Once that’s online, snap refresh better behave, at which point you can rm /var/snap/lxd/common/lxd.debug

Think I’ll have to go with dirty at the moment - need to get things up and running as soon as possible now.

The binary isn’t sticking around long enough to copy, so is there another place I can get it from?

You already downloaded the .snap file I think, right? Just unsquashfs-it to extract the whole content.

I think I’m getting somewhere now - running in debug mode to see what is what, and we’re currently doing (presumably) DB update tasks.

It’s certainly further down the process at least.

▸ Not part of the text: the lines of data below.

PR #200, opened 2019-06-12
cube: Use barrier to sync depth buffer

Tony-LunarG:
Because the contents of the depth buffer don't need to be preserved, a mere execution barrier should be sufficient.   @cforfang do the barrier stage masks look ok to you?

### DIFF
--- a/cube/cube.c
+++ b/cube/cube.c
@@ -1,7 +1,7 @@
 /*
- * Copyright (c) 2015-2016 The Khronos Group Inc.
- * Copyright (c) 2015-2016 Valve Corporation
- * Copyright (c) 2015-2016 LunarG, Inc.
+ * Copyright (c) 2015-2019 The Khronos Group Inc.
+ * Copyright (c) 2015-2019 Valve Corporation
+ * Copyright (c) 2015-2019 LunarG, Inc.
  *
  * Licensed under the Apache License, Version 2.0 (the "License");
  * you may not use this file except in compliance with the License.
@@ -1892,6 +1892,32 @@ static void demo_prepare_render_pass(struct demo *demo) {
         .preserveAttachmentCount = 0,
         .pPreserveAttachments = NULL,
     };
+
+    VkSubpassDependency attachmentDependencies[2] = {
+        [0] =
+            {
+                // Depth buffer is shared between swapchain images
+                .srcSubpass = VK_SUBPASS_EXTERNAL,
+                .dstSubpass = 0,
+                .srcStageMask = VK_PIPELINE_STAGE_EARLY_FRAGMENT_TESTS_BIT | VK_PIPELINE_STAGE_LATE_FRAGMENT_TESTS_BIT,
+                .dstStageMask = VK_PIPELINE_STAGE_EARLY_FRAGMENT_TESTS_BIT | VK_PIPELINE_STAGE_LATE_FRAGMENT_TESTS_BIT,
+                .srcAccessMask = VK_ACCESS_DEPTH_STENCIL_ATTACHMENT_WRITE_BIT,
+                .dstAccessMask = VK_ACCESS_DEPTH_STENCIL_ATTACHMENT_READ_BIT | VK_ACCESS_DEPTH_STENCIL_ATTACHMENT_WRITE_BIT,
+                .dependencyFlags = 0,
+            },
+        [1] =
+            {
+                // Image Layout Transition
+                .srcSubpass = VK_SUBPASS_EXTERNAL,
+                .dstSubpass = 0,
+                .srcStageMask = VK_PIPELINE_STAGE_COLOR_ATTACHMENT_OUTPUT_BIT,
+                .dstStageMask = VK_PIPELINE_STAGE_COLOR_ATTACHMENT_OUTPUT_BIT,
+                .srcAccessMask = 0,
+                .dstAccessMask = VK_ACCESS_COLOR_ATTACHMENT_WRITE_BIT | VK_ACCESS_COLOR_ATTACHMENT_READ_BIT,
+                .dependencyFlags = 0,
+            },
+    };
+
     const VkRenderPassCreateInfo rp_info = {
         .sType = VK_STRUCTURE_TYPE_RENDER_PASS_CREATE_INFO,
         .pNext = NULL,
@@ -1900,8 +1926,8 @@ static void demo_prepare_render_pass(struct demo *demo) {
         .pAttachments = attachments,
         .subpassCount = 1,
         .pSubpasses = &subpass,
-        .dependencyCount = 0,
-        .pDependencies = NULL,
+        .dependencyCount = 2,
+        .pDependencies = attachmentDependencies,
     };
     VkResult U_ASSERT_ONLY err;
 
--- a/cube/cube.cpp
+++ b/cube/cube.cpp
@@ -1,7 +1,7 @@
 /*
- * Copyright (c) 2015-2016 The Khronos Group Inc.
- * Copyright (c) 2015-2016 Valve Corporation
- * Copyright (c) 2015-2016 LunarG, Inc.
+ * Copyright (c) 2015-2019 The Khronos Group Inc.
+ * Copyright (c) 2015-2019 Valve Corporation
+ * Copyright (c) 2015-2019 LunarG, Inc.
  *
  * Licensed under the Apache License, Version 2.0 (the "License");
  * you may not use this file except in compliance with the License.
@@ -1975,13 +1975,33 @@ void Demo::prepare_render_pass() {
                              .setPreserveAttachmentCount(0)
                              .setPPreserveAttachments(nullptr);
 
+    vk::PipelineStageFlags stages = vk::PipelineStageFlagBits::eEarlyFragmentTests | vk::PipelineStageFlagBits::eLateFragmentTests;
+    vk::SubpassDependency const dependencies[2] = {
+        vk::SubpassDependency()  // Depth buffer is shared between swapchain images
+            .setSrcSubpass(VK_SUBPASS_EXTERNAL)
+            .setDstSubpass(0)
+            .setSrcStageMask(stages)
+            .setDstStageMask(stages)
+            .setSrcAccessMask(vk::AccessFlagBits::eDepthStencilAttachmentWrite)
+            .setDstAccessMask(vk::AccessFlagBits::eDepthStencilAttachmentRead | vk::AccessFlagBits::eDepthStencilAttachmentWrite)
+            .setDependencyFlags(vk::DependencyFlags()),
+        vk::SubpassDependency()  // Image layout transition
+            .setSrcSubpass(VK_SUBPASS_EXTERNAL)
+            .setDstSubpass(0)
+            .setSrcStageMask(vk::PipelineStageFlagBits::eColorAttachmentOutput)
+            .setDstStageMask(vk::PipelineStageFlagBits::eColorAttachmentOutput)
+            .setSrcAccessMask(vk::AccessFlagBits())
+            .setDstAccessMask(vk::AccessFlagBits::eColorAttachmentWrite | vk::AccessFlagBits::eColorAttachmentRead)
+            .setDependencyFlags(vk::DependencyFlags()),
+    };
+
     auto const rp_info = vk::RenderPassCreateInfo()
                              .setAttachmentCount(2)
                              .setPAttachments(attachments)
                              .setSubpassCount(1)
                              .setPSubpasses(&subpass)
-                             .setDependencyCount(0)
-                             .setPDependencies(nullptr);
+                             .setDependencyCount(2)
+                             .setPDependencies(dependencies);
 
     auto result = device.createRenderPass(&rp_info, nullptr, &render_pass);
     VERIFY(result == vk::Result::eSuccess);


mikew-lunarg:
Please bump copyright dates, they're way overdue.

cforfang:
I'm wondering if this needs a image barrier since it's a write-after-write dependency. Note regarding this in the spec says:
`write-after-write hazards need appropriate memory dependencies to be included
between them`. Otherwise it seems fine, though I'm not fully convinced about `LATE_FRAGMENT_TEST` -> `EARLY_FRAGMENT_TEST` vs `LATE/EARLY` -> `LATE/EARLY`. Personally I'd be conservative and have both on both sides for safety; it seems very unlikely to matter in practice though.

jzulauf-lunarg:
@Tobski -- given that we aren't interested in the last depth values (loadop clears it), am I correct that we don't an image memory barrier as the availability and visibility are irrelevant?

cforfang:
My thinking for why you might need one is that you have no idea how e.g. the clear will be done; it might be done by some other HW block which needs to have its caches invalidated to correctly read the (new) state of the image after the last render-pass completes (for example information about whether or not image has compression / HiZ applied, and this again informs how exactly to perform the clear). Note how the fact that a clear is done is different from a transition from undefined layout (which requires a image barrier anyway) which does in fact remove the need to consider the previous state.

jzulauf-lunarg:
@cforfang -- yeah, I'm looking for Tobias confirmation, but according to the spec it's the late fragment stage that does the storeop and early fragment that does that load op.  If the store is complete, and the loadop doesn't need the contents of the storeop... my understanding (if correct) is that the execution barrier should be enough.

cforfang:
Ah, re. the comment about UNDEFINED -- I missed that this patch does _not_ change `initialLayout = VK_IMAGE_LAYOUT_UNDEFINED` for the depth-buffer like the previous proposal did. In that case, there is definitely seems to be a problem because there's no synchronization around when this transition from `UNDEFINED` might take place (as there's no specified `VK_SUBPASS_EXTERNAL` `VkSubpassDependency`, the implicit one is used -- and this one has a barrier from `TOP -> *`, i.e. the transition from undefined can happen 'at any point').

With `initialLayout = VK_IMAGE_LAYOUT_DEPTH_STENCIL_ATTACHMENT_OPTIMAL` like the old proposal had, there's no transition so this wasn't an issue.

jzulauf-lunarg:
@cforfang -- I think a layout transition from "UNDEFINED" to anything is simply "bookkeeping" with no access to the resource. As the previous contents are not required to be preserved, there's no need to rewrite the resource.

@tobski -- if there was some transition from something *other* than undefined *and* that we wanted to preserve ... what would be the appropriate stage mask be that would guard against the initial layout transition?

cforfang:
>  I think a layout transition from "UNDEFINED" to anything is simply "bookkeeping" with no access to the resource. As the previous contents are not required to be preserved, there's no need to rewrite the resource.

No need to rewrite the old content, but there is commonly a need to _initialize the new layout_ -- which can require actual memory writes, eg. initialization of image metadata related to compression or HiZ or whatever (the details are obviously GPU specific; the point is a transition is where the image is 'made ready' for whatever it is going to be used for next, eg. some fancy depth buffer format with HiZ for depth optimal layout, or a catchall-format all HW blocks support for general layout). This initialization is potentially actual 'work', and so if it isn't synchronized properly you risk the new layout initialization happening while the image is still being used.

I think this is an improvement, but I now have a different problem - I think I’ve got a corrupted certificate in there somewhere now. I do know who I need to be angry at if that’s the case though. It is now starting, at least.

2020/04/21 17:25:27 http: TLS handshake error from 172.16.11.1:53914: remote error: tls: bad certificate

I don’t have lxc info to pull the certificate from any node at present, so is there any way of installing it from another node?

Dirty solution seems to have triggered enough of a DB update to get things up and running, so thanks everyone.